PR #1356, opened 2022-03-11
fix(postcss-merge-longhand): don't explode custom properties

### LINKED ISSUE #675: mergeLonghand is unsafe with border and CSS variables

- TASK DIRECTIONS
Print the data in full. Match it exactly.

- TASK ANSWER
PR #1356, opened 2022-03-11
fix(postcss-merge-longhand): don't explode custom properties

### LINKED ISSUE #675: mergeLonghand is unsafe with border and CSS variables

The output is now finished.